CURWOOD: Tell me about the garlic mustard plant.
DAVIS: Garlic mustard is a biennial plant, which means it takes two years to complete its life cycle. It’s home range is in Europe, extending into Western Asia. It’s a very hardy plant; it comes out pretty much first thing at the end of winter, beginning of spring, and dominates the forest floor.
CURWOOD: Just how, when, and where was it introduced to North America?
DAVIS: It was actually brought in intentionally – 1869 – it was brought in as a culinary herb in Long Island. But unfortunately it doesn’t taste very good, like a really sharp mustard green.
CURWOOD: Since it came, it’s what, in 34 states and 4 Canadian provinces? And it just keeps on going.

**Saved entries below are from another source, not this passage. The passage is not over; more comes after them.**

PR #1595, opened 2021-04-13
XWIKI-18491: Add a localization REST resource to expose translation messages

manuelleduc:
https://jira.xwiki.org/browse/XWIKI-18491

- Introduces xwiki-platform-localization-rest
  - Provides a REST endpoint to retrieve the raw translation values of the requested translation keys
- Introduces xwiki-platform-localization-test-docker
  - Adds functional tests for the localization REST endpoint
- Declares xwiki-platform-localization-rest in the runtime dependencies of xwiki-platform-distribution-war-dependencies


xwiki-platform-core/xwiki-platform-localization/xwiki-platform-localization-rest/src/main/java/org/xwiki/localization/internal/DefaultLocalizationSource.java
```diff
@@ -0,0 +1,117 @@
...
+            // Set the requested wiki id.
+            xWikiContext.setWikiId(wikiId);
+
+            ComponentManager componentManager = this.componentManagerProvider.get();
+            LocalizationContext localizationContext = componentManager.getInstance(LocalizationContext.class);
+            LocalizationManager localizationManager = componentManager.getInstance(LocalizationManager.class);
+
+            // Resolve the local.
+            Locale local;
+            if (StringUtils.isNotEmpty(locale)) {
```
tmortagne, line 85: Empty string is a valid locale, so this `if` should rely on `null` instead IMO.

xwiki-platform-core/xwiki-platform-localization/xwiki-platform-localization-rest/src/main/java/org/xwiki/localization/internal/DefaultLocalizationSource.java
```diff
@@ -0,0 +1,117 @@
...
+                local = Locale.forLanguageTag(locale);
```
tmortagne, line 86: You should use `org.xwiki.localization.LocaleUtils#toLocale` instead.

xwiki-platform-core/xwiki-platform-localization/xwiki-platform-localization-rest/src/main/java/org/xwiki/localization/internal/DefaultLocalizationSource.java
```diff
@@ -0,0 +1,117 @@
...
+        XWikiContext xWikiContext = this.contextProvider.get();
+
+        // Save the current context wiki id. It will be restored on the method is finished.
+        String oldWikiId = xWikiContext.getWikiId();
+        try {
+            // Set the requested wiki id.
+            xWikiContext.setWikiId(wikiId);
+
+            ComponentManager componentManager = this.componentManagerProvider.get();
+            LocalizationContext localizationContext = componentManager.getInstance(LocalizationContext.class);
```
tmortagne, line 80: Why don't you inject those components ?

xwiki-platform-core/xwiki-platform-localization/xwiki-platform-localization-rest/src/main/java/org/xwiki/localization/internal/DefaultLocalizationSource.java
```diff
@@ -0,0 +1,117 @@
...
+            LocalizationManager localizationManager = componentManager.getInstance(LocalizationManager.class);
+
+            // Resolve the local.
+            Locale local;
```
tmortagne, line 84: `local` is a very misleading variable name :) You could name the method parameter `localString` instead for example.

xwiki-platform-core/xwiki-platform-localization/xwiki-platform-localization-rest/src/main/java/org/xwiki/localization/internal/DefaultLocalizationSource.java
```diff
@@ -0,0 +1,117 @@
...
+
+            // Resolve the raw translation of the requested keys.
+            for (String key : keys) {
+                String fullKey = cleanPrefix + key;
+                Translation translation = localizationManager.getTranslation(fullKey, local);
+                if (translation != null) {
+                    Object rawSource = translation.getRawSource();
+                    result.put(fullKey, String.valueOf(rawSource));
+                } else {
+                    result.putNull(fullKey);
```
tmortagne, line 104: Maybe add a comment to explain why it's in the result at all.

xwiki-platform-core/xwiki-platform-localization/xwiki-platform-localization-rest/src/main/java/org/xwiki/localization/internal/DefaultLocalizationSource.java
manuelleduc: Good catch, thanks.

xwiki-platform-core/xwiki-platform-localization/xwiki-platform-localization-rest/src/main/java/org/xwiki/localization/internal/DefaultLocalizationSource.java
manuelleduc: Because they need to be loaded in the right context. But their is maybe a simpler way to do that?

tmortagne: No they don't :)

They need to be **used** in the right context. Whatever context you are calling getInstance from you will always get `com.xpn.xwiki.internal.localization.XWikiLocalizationContext`.

xwiki-platform-core/xwiki-platform-localization/xwiki-platform-localization-rest/src/main/java/org/xwiki/localization/internal/DefaultLocalizationSource.java
manuelleduc: https://github.com/xwiki/xwiki-platform/pull/1595/files#diff-118a400f3886da870ebde91eda0d6269f44a19975059f7d189964ac02c48d623R96

xwiki-platform-core/xwiki-platform-localization/xwiki-platform-localization-rest/src/main/java/org/xwiki/localization/internal/DefaultLocalizationSource.java
manuelleduc: https://github.com/xwiki/xwiki-platform/pull/1595/files#diff-118a400f3886da870ebde91eda0d6269f44a19975059f7d189964ac02c48d623R82

xwiki-platform-core/xwiki-platform-localization/xwiki-platform-localization-rest/src/main/java/org/xwiki/localization/internal/DefaultLocalizationSource.java
manuelleduc: https://github.com/xwiki/xwiki-platform/pull/1595/files#diff-118a400f3886da870ebde91eda0d6269f44a19975059f7d189964ac02c48d623R56-R60

xwiki-platform-core/xwiki-platform-localization/xwiki-platform-localization-rest/src/main/java/org/xwiki/localization/internal/DefaultLocalizationSource.java
manuelleduc: https://github.com/xwiki/xwiki-platform/pull/1595/files#diff-118a400f3886da870ebde91eda0d6269f44a19975059f7d189964ac02c48d623R80

xwiki-platform-core/xwiki-platform-localization/xwiki-platform-localization-rest/src/main/java/org/xwiki/localization/internal/DefaultLocalizationSource.java
manuelleduc: https://github.com/xwiki/xwiki-platform/pull/1595/files#diff-118a400f3886da870ebde91eda0d6269f44a19975059f7d189964ac02c48d623R100-R101

xwiki-platform-core/xwiki-platform-localization/xwiki-platform-localization-rest/src/main/resources/META-INF/components.txt
```diff
@@ -0,0 +1 @@
+org.xwiki.localization.internal.DefaultLocalizationSource
```
surli, line 1: I'm surprised that Spoon is not complaining in theory you need a blank line at the end of components.txt.

xwiki-platform-core/xwiki-platform-localization/xwiki-platform-localization-rest/src/main/java/org/xwiki/localization/internal/DefaultLocalizationSource.java
```diff
@@ -0,0 +1,113 @@
...
+            // Resolve the local.
+            Locale locale;
+            if (localeString != null) {
+                locale = LocaleUtils.toLocale(localeString);
+            } else {
+                locale = this.localizationContext.getCurrentLocale();
+            }
+
+            // Computes the prefix.
+            String cleanPrefix = Objects.toString(prefix, "");
```
surli, line 88: You're doing that because prefix is nullable? It's not indicated in javadoc AFAICS.

xwiki-platform-core/xwiki-platform-localization/xwiki-platform-localization-rest/src/main/resources/META-INF/components.txt
manuelleduc: I agree Spoon must complain if a blank line is missing at the end of `components.txt`.
This is not the case here, though I agree github's UI is not really explicit about it.
I think a missing trailing blank line is represent by a small icon at the end of the document.
Here for instance: https://github.com/xwiki/xwiki-platform/pull/1595/files#diff-57ce2b01a0829f38517cf869d7b3bfa5260c57a1c2d2f0f52a0c7e3f6ce0af35R104

surli: Ah you're right, all good then.

xwiki-platform-core/xwiki-platform-localization/xwiki-platform-localization-rest/src/main/java/org/xwiki/localization/internal/DefaultLocalizationSource.java
manuelleduc: Exactly, and all jaxrs query params are nullable so I didn't repeat it in the javadoc, but explicit is always better, I'll update the javadoc.

surli: > all jaxrs query params are nullable

so you're missing a check for keys below no?

surli: (and wikiId?)

manuelleduc: wikiId is mandatory since it's a path param. I have a doubt regarding `keys`. when no `key` parameter is provided, it is initialized with and list containing a single null element, but indeed in this case the response is `{"null": null}` which is not what we want, fixing.

manuelleduc: Missing key parameter fix https://github.com/xwiki/xwiki-platform/pull/1595/files#diff-118a400f3886da870ebde91eda0d6269f44a19975059f7d189964ac02c48d623R94
Improved javadoc https://github.com/xwiki/xwiki-platform/pull/1595/files#diff-d3378dd806e951aaca607e611516c5e5bc45d33347bba4e1eaf0a8909578c803R42-R57

surli (approved):

xwiki-platform-core/xwiki-platform-localization/xwiki-platform-localization-rest/src/main/java/org/xwiki/localization/internal/DefaultLocalizationSource.java
```diff
@@ -0,0 +1,115 @@
...
+
+            ObjectNode result = JsonNodeFactory.instance.objectNode();
```
tmortagne, line 90: The best practice is actually to define a strict types JAX-RS model and return this model instead. The model is then serialized  in XML or Json depending on what the HTTP client asked for. You can find an example of a non xwiki-platform-rest-server module which define a model in xwiki-platform-annotation-rest.

xwiki-platform-core/xwiki-platform-localization/xwiki-platform-localization-rest/pom.xml
```diff
@@ -0,0 +1,83 @@
...
+
+  <dependencies>
+    <dependency>
+      <groupId>javax.ws.rs</groupId>
+      <artifactId>jsr311-api</artifactId>
+    </dependency>
+    <dependency>
+      <groupId>com.fasterxml.jackson.core</groupId>
+      <artifactId>jackson-databind</artifactId>
+    </dependency>
```
mflorea, line 49: You shouldn't need this.

xwiki-platform-core/xwiki-platform-localization/xwiki-platform-localization-rest/pom.xml
```diff
@@ -0,0 +1,83 @@
...
+    <dependency>
+      <groupId>org.xwiki.platform</groupId>
+      <artifactId>xwiki-platform-localization-api</artifactId>
+      <version>${project.version}</version>
+    </dependency>
+    <dependency>
+      <groupId>org.xwiki.platform</groupId>
+      <artifactId>xwiki-platform-oldcore</artifactId>
+      <version>${project.version}</version>
+    </dependency>
```
mflorea, line 69: You shouldn't need this either.

xwiki-platform-core/xwiki-platform-localization/xwiki-platform-localization-rest/src/main/java/org/xwiki/localization/rest/LocalizationSource.java
```diff
@@ -0,0 +1,61 @@
...
+
+/**
+ * Exposes the wiki translations through REST.
+ *
+ * @version $Id$
+ * @since 13.3RC1
+ */
+@Path("/wikis/{wikiName}/localization/translations")
+@Unstable
+public interface LocalizationSource
```
mflorea, line 40: Doesn't match the URL and we use "**Re**source" everywhere else. So it should be ``TranslationsResource``. The ``LocalizationResource`` will be used for ``/wikis/{wikiName}/localization`` (i.e. is the parent resource). @tmortagne suggested to have two separate resources for ``localization`` and ``translations`` because localization is much more than translations and we wanted to keep it open to add more later. For the scope of this PR you only need to implement the translations resource.

xwiki-platform-core/xwiki-platform-localization/xwiki-platform-localization-rest/src/main/java/org/xwiki/localization/rest/LocalizationSource.java
```diff
@@ -0,0 +1,61 @@
...
+     * @param wikiName the name of the wiki holding the translation keys
+     * @param locale the locale of the translation values, when {@code null} the current locale of the user is used
+     * @param prefix a common prefix, concatenated to each translation key before resolving their values (can be
+     *     {@code null} in which case nothing is concatenated)
+     * @param keys the translation keys to resolve. If no key is passed, and empty object is returned
+     * @return the response, an {@link Response.Status#INTERNAL_SERVER_ERROR} in case of component resolution issue, or
+     *     a {@link Response.Status#OK} response with an object holding the translation values otherwise
+     */
+    @GET
+    Response translations(@PathParam("wikiName") String wikiName, @QueryParam("locale") String locale,
```
mflorea, line 59: It should return a ``org.xwiki.rest.model.jaxb.Map`` or some type dedicated to translations.

xwiki-platform-core/xwiki-platform-localization/xwiki-platform-localization-rest/src/main/java/org/xwiki/localization/rest/LocalizationSource.java
```diff
@@ -0,0 +1,61 @@
...
+ *
+ * @version $Id$
+ * @since 13.3RC1
+ */
+@Path("/wikis/{wikiName}/localization/translations")
+@Unstable
+public interface LocalizationSource
+{
+    /**
+     * Returns the raw translation values of the request keys. In other words, the translations values without the
```
mflorea, line 43:
```suggestion
     * Returns the raw translation values of the requested keys. In other words, the translations values without the
```

xwiki-platform-core/xwiki-platform-localization/xwiki-platform-localization-rest/src/main/java/org/xwiki/localization/internal/DefaultLocalizationSource.java
```diff
@@ -0,0 +1,115 @@
...
+    @Inject
+    private Logger logger;
+
+    @Override
+    public Response translations(String wikiId, String localeString, String prefix, List<String> keys)
+    {
+        XWikiContext xWikiContext = this.contextProvider.get();
+
+        // Save the current context wiki id. It will be restored on the method is finished.
+        String oldWikiId = xWikiContext.getWikiId();
```
mflorea, line 74: You should use the ``ModelContext`` so that you don't depend on old core.

xwiki-platform-core/xwiki-platform-localization/xwiki-platform-localization-rest/src/main/java/org/xwiki/localization/internal/DefaultLocalizationSource.java
```diff
@@ -0,0 +1,115 @@
...
+        try {
+            // Set the requested wiki id.
+            xWikiContext.setWikiId(wikiId);
+
+            // Resolve the local.
```
mflorea, line 79:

DAVIS: Ya. Well it does best within temperate forests in kind of the northern part of the U.S. But it’s getting more and more prevalent within each of the states where it’s found.
CURWOOD: This plant is considered a pest. Why is it so unstoppable?
DAVIS: It seems to have a few different mechanisms that make it particularly invasive. It’s cold-hardy and shade tolerant, so comes up early in the spring when most plants aren’t able to grow. It also appears to secrete what are called allelochemicals into the soil. Allelochemicals are chemical compounds that one plant introduces into the growing environment to suppress the growth of another plant. So it’s kind of chemical warfare against the native plants.
CURWOOD: Now typically with a week, a plant you don’t want, you just pull it up and you get rid of it. What about the garlic mustard?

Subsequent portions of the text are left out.